— Your assignment —
All lines from the one with "I'm open to" through the end of the records below are to be given again exactly, and nothing else.

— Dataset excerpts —

__________

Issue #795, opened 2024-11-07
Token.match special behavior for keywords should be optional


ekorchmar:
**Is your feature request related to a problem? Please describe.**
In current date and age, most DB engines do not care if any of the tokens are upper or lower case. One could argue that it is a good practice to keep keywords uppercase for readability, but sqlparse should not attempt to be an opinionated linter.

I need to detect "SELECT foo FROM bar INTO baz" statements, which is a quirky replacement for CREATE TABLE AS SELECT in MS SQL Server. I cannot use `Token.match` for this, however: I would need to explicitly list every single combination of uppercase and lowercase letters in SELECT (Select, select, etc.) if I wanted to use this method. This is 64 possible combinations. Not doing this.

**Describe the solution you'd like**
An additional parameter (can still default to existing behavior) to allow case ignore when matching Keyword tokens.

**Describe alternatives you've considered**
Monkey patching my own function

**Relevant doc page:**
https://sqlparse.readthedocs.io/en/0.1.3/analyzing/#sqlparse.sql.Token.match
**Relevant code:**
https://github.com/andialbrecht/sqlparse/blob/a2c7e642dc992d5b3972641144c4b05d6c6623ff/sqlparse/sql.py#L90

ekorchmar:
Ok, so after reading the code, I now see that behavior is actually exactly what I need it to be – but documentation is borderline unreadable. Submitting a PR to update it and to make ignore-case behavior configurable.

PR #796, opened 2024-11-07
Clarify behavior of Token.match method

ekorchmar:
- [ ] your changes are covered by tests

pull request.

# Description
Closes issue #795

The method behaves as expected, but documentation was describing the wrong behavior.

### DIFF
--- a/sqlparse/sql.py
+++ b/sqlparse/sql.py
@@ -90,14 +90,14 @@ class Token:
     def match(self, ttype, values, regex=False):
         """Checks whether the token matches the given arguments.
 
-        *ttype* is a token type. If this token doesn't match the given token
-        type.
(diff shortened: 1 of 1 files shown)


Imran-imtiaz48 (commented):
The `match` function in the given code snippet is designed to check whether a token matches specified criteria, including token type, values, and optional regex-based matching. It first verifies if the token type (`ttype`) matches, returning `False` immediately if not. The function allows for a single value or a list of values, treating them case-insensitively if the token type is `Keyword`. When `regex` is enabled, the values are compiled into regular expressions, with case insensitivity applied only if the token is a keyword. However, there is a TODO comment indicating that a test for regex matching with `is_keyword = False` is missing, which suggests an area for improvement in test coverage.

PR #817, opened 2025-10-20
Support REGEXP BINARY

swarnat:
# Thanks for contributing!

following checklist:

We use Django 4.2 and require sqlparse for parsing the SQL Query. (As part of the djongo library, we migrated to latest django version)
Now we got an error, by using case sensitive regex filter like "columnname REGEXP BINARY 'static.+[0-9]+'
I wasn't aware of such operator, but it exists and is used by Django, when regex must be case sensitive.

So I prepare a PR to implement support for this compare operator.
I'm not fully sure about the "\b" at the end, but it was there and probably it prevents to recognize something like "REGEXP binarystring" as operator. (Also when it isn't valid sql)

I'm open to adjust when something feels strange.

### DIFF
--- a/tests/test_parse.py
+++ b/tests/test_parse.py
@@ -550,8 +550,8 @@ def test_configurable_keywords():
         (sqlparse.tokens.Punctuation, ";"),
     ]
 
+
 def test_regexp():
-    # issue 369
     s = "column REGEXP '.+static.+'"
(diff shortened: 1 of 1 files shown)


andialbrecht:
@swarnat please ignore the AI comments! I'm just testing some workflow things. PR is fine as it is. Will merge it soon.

__________

— Answer —
I'm open to adjust when something feels strange.

### DIFF
--- a/tests/test_parse.py
+++ b/tests/test_parse.py
@@ -550,8 +550,8 @@ def test_configurable_keywords():
         (sqlparse.tokens.Punctuation, ";"),
     ]
 
+
 def test_regexp():
-    # issue 369
     s = "column REGEXP '.+static.+'"
(diff shortened: 1 of 1 files shown)


andialbrecht:
@swarnat please ignore the AI comments! I'm just testing some workflow things. PR is fine as it is. Will merge it soon.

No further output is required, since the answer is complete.